但戈鲁克和莫格,还有另外两头兽人,还是成功逃掉了,他们皮糙肉厚,只要不是要害被射中,一时半会死不了。
弩手失去了目标。
街道安静了下来。
只有风声,喘息声,还有地上重伤兽人微弱的呻吟。
战斗,结束了。
第102章 血矛之名
风吹过街道,卷起地上的尘土,也搅动着空气中浓郁的血腥味。
安静持续了片刻,然后被一阵呕吐声打破。
一个年轻的民兵捂着嘴跑到旁边,弯下腰,把胃里那点可怜的早饭全吐了出来。
没人笑话他,不少民兵的脸色同样白得吓人,只是死死咬着牙关,把翻涌上喉头的酸水又强咽了回去。
林舟走到正在喘着粗气的艾伦身边。
“没事吧?”林舟问。
“没事。”艾伦甩了甩有些发麻的手腕,“那些绿皮力气真大,那个领头的力气甚至都跟我差不多了。
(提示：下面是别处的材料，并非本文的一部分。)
PR #994, opened 2023-12-11
🧹 do not call SynchronizeAssets twice

imilchev:
don't call `SynchronizeAssets` once when the assets are discovered and then another time before scanning each asset. That seems unnecessary. I ran a few tests with MacOS and Kubernetes and it seems like this changes nothing. Would be nice if other people can test it too

### DIFF
--- a/policy/scan/local_scanner.go
+++ b/policy/scan/local_scanner.go
@@ -466,6 +466,10 @@ func (s *LocalScanner) distributeJob(job *Job, ctx context.Context, upstream *up
 				platformMrn := batch[i].asset.PlatformIds[0]
 				batch[i].asset.Mrn = platformAssetMapping[platformMrn].AssetMrn
 				batch[i].asset.Url = platformAssetMapping[platformMrn].Url
+				if batch[i].asset.Labels == nil {
+					batch[i].asset.Labels = map[string]string{}
+				}
+				batch[i].asset.Labels["mondoo.com/project-id"] = platformAssetMapping[platformMrn].ProjectId
 			}
 		} else {
 			// ensure we have non-empty asset MRNs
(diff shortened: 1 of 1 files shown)


czunker:
I gave it a try with
```
cnspec scan container registry gcr.io/mondoo-dev-XXX/ubuntu
```
LGTM. First, assets appear unscored and later scored.

policy/scan/local_scanner.go
```diff
@@ -523,54 +528,9 @@ func (s *LocalScanner) distributeJob(job *Job, ctx context.Context, upstream *up
...
 	log.Debug().Msgf("connecting to asset %s", job.Asset.HumanName())
 
-	upstream := s.upstreamServices(job.UpstreamConfig)
-	if upstream != nil {
-		resp, err := upstream.SynchronizeAssets(job.Ctx, &policy.SynchronizeAssetsReq{
-			SpaceMrn: job.UpstreamConfig.SpaceMrn,
-			List:     []*inventory.Asset{job.Asset},
-		})
-		if err != nil {
-			log.Error().Err(err).Msgf("failed to synchronize asset to Mondoo Platform %s", job.Asset.Mrn)
```
czunker, line 579: That's the only difference I can spot.

When a single asset cannot be synced, we do not add an error to the progress bar, but ...
Actually not sure, what happens. I'd like to create a testcase for this.

czunker: I took the registry scan to create an inventory and changed one asset to not be reachable.

The behavior between the current cnspec and this PR is the same. Three assets get synchronized upstream.

preslavgerchev:
This may be a v8 remnant. Afaik we had 2 sync calls as some of the asset properties (platform info, etc) were not set during the first call (discovery) but were available during the scan. I will test it out with Azure

vjeffrey:
ill give it a whirl with aws

vjeffrey:
i actually did see a difference - without this change, running `scan aws --discover instances` gives me two instances with names. with this change, those instances don't have names

imilchev:
I tested what @vjeffrey described. This isn't working with v9.11.0 either. That problem isn't introduced by the change in this PR

preslavgerchev:
Azure and ms365 also lgtm to me with those changes.

czunker:
I'm fine merging this.

@vjeffrey / @preslavgerchev Thumbs up?

I'd suggest putting the `asset.name` with aws discovery into a separate issue.

preslavgerchev (approved):

PR #1008, opened 2023-12-20
🐛 do not report for disabled controls

imilchev:
We don't want to report scores for disabled/out-of-scope controls. This was never intended and seems to be a bug

### DIFF
--- a/policy/framework.go
+++ b/policy/framework.go
@@ -548,11 +548,33 @@ func ResolveFramework(mrn string, frameworks map[string]*Framework) *ResolvedFra
 		Nodes:         map[string]ResolvedFrameworkNode{},
 	}
 
+	// note: this code will disable a control if it is disabled in any framework in the hirearchy
+	// (asset or space-level). This should be fine for now since we don't have a use-case of enabling
+	// an already disabled control on a lower level in the hierarchy.
+	disabledControls := map[string]struct{}{}
+	for _, framework := range frameworks {
+		for _, group := range framework.Groups {
+			// If the group is not an exception group or has been rejected, skip over it
+			if (group.Type != GroupType_DISABLE && group.Type != GroupType_OUT_OF_SCOPE) ||
+				group.ReviewStatus == ReviewStatus_REJECTED {
+				continue
+			}
+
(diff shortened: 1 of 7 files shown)


policy/framework.go
```diff
@@ -548,11 +548,33 @@ func ResolveFramework(mrn string, frameworks map[string]*Framework) *ResolvedFra
...
 	}
 
+	// note: this code will disable a control if it is disabled in any framework in the hirearchy
+	// (asset or space-level). This should be fine for now since we don't have a use-case of enabling
+	// an already disabled control on a lower level in the hierarchy.
+	disabledControls := map[string]struct{}{}
+	for _, framework := range frameworks {
+		for _, group := range framework.Groups {
+			// If the group is not an exception group or has been rejected, skip over it
+			if (group.Type != GroupType_DISABLE && group.Type != GroupType_OUT_OF_SCOPE) ||
```
czunker: We have similar code in the policy resolver: https://github.com/mondoohq/cnspec/blob/main/policy/resolver.go#L1504-L1523

I'm not sure whether that's actually needed here.

policy/scan/local_scanner_test.go
```diff
@@ -138,10 +138,10 @@ func (s *LocalScannerSuite) BeforeTest(suiteName, testName string) {
 							{
 								Type: "k8s",
 								Options: map[string]string{
-									"path": "./testdata/2pods.yaml",
+									"path": "./testdata/1pod.yaml",
 								},
 								Discover: &inventory.Discovery{
-									Targets: []string{"auto"},
+									Targets: []string{"pods"},
```
czunker, line 144: Why needs this test to change?

imilchev: I wanted to have 1 report instead of 3. Easier to write the tests

policy/framework.go
imilchev: I am also not entirely sure when that other code is executed. I know for sure though that this bit here determines whether we report scores for controls

czunker (approved):
Nice!. Thanks for the fix and all the tests.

”
林舟点点头,目光缓缓扫过这片刚刚平息下来的杀戮场。
地上横七竖八地躺着十几具绿色躯体,己方无人阵亡,仅有数人负伤——这几乎是一场完美的战术胜利。
但他心里却没放松。
这些兽人不是无智的亡灵,也绝非无脑的野兽,他们会用工具,会穿护甲,虽然简陋,但确实是护甲,会冲锋,会撤退,甚至有施法者。
刚才战斗时,那个举着骨杖、躲在后方的绿皮就会施法,那种幽绿色的光、还有能让兽人狂暴的能力,都不容小觑。
如果对方不止一个呢?
如果对方还有更多这样的、甚至更强大的施法者呢?
这显然是一个拥有初步社会组织、具备明确战斗能力的种族。
而且……他们以人为食。
林舟想起写字楼里那些被啃噬得面目全非的残骸,胃里又是一阵翻涌。
他甩了甩头,将翻腾的恶心感强行压下,现在不是沉浸在这种情绪里的时候。
“收拾战场。”他下令,“回收弩矢,警戒四周,去检查一下那些尸体,看看有什么有用的东西。”
命令传了下去。
他转身,看向远处。
街道两侧,弩手们正在从矮楼里撤出来,阳光斜照在街上,把那一滩滩血迹照得发亮。
远处,更北边的地方,城北工地的塔吊隐约可见。
大约……还有一公里。
步兵们放下盾牌,活动着酸麻的手臂和肩膀,许婉清也收起了光盾,快步走向几名需要处理的轻伤员。
另一侧,赵铁山深吸一口气,点了几个相对胆大的民兵,朝着那些狰狞的绿色尸体小心翼翼地靠近。
“我的老天……”一个中年民兵看着地上那具被双刃枪捅穿侧腹、内脏流出的兽人尸体,忍不住倒吸一口凉气,“这玩意……真是绿皮?肉长的?”
“不是皮肉,还能是泥巴捏的?”赵铁山啐了一口,但他自己蹲下检查时,手指也有些发抖。
他捡起了一柄被丢下的重斧,做工很粗糙,但却极其沉重,得两只手才能勉强拎起来。
“这玩意儿……得有多大劲才抡得动?”赵铁山喃喃道。
民兵们从那些兽人的尸体上陆陆续续翻出一些零碎:
用铁丝串起来的易拉罐拉环“项链”,一条系在手臂上的女士丝巾,几个塑料水壶,还有一小包用破布裹着的、黑乎乎的肉干。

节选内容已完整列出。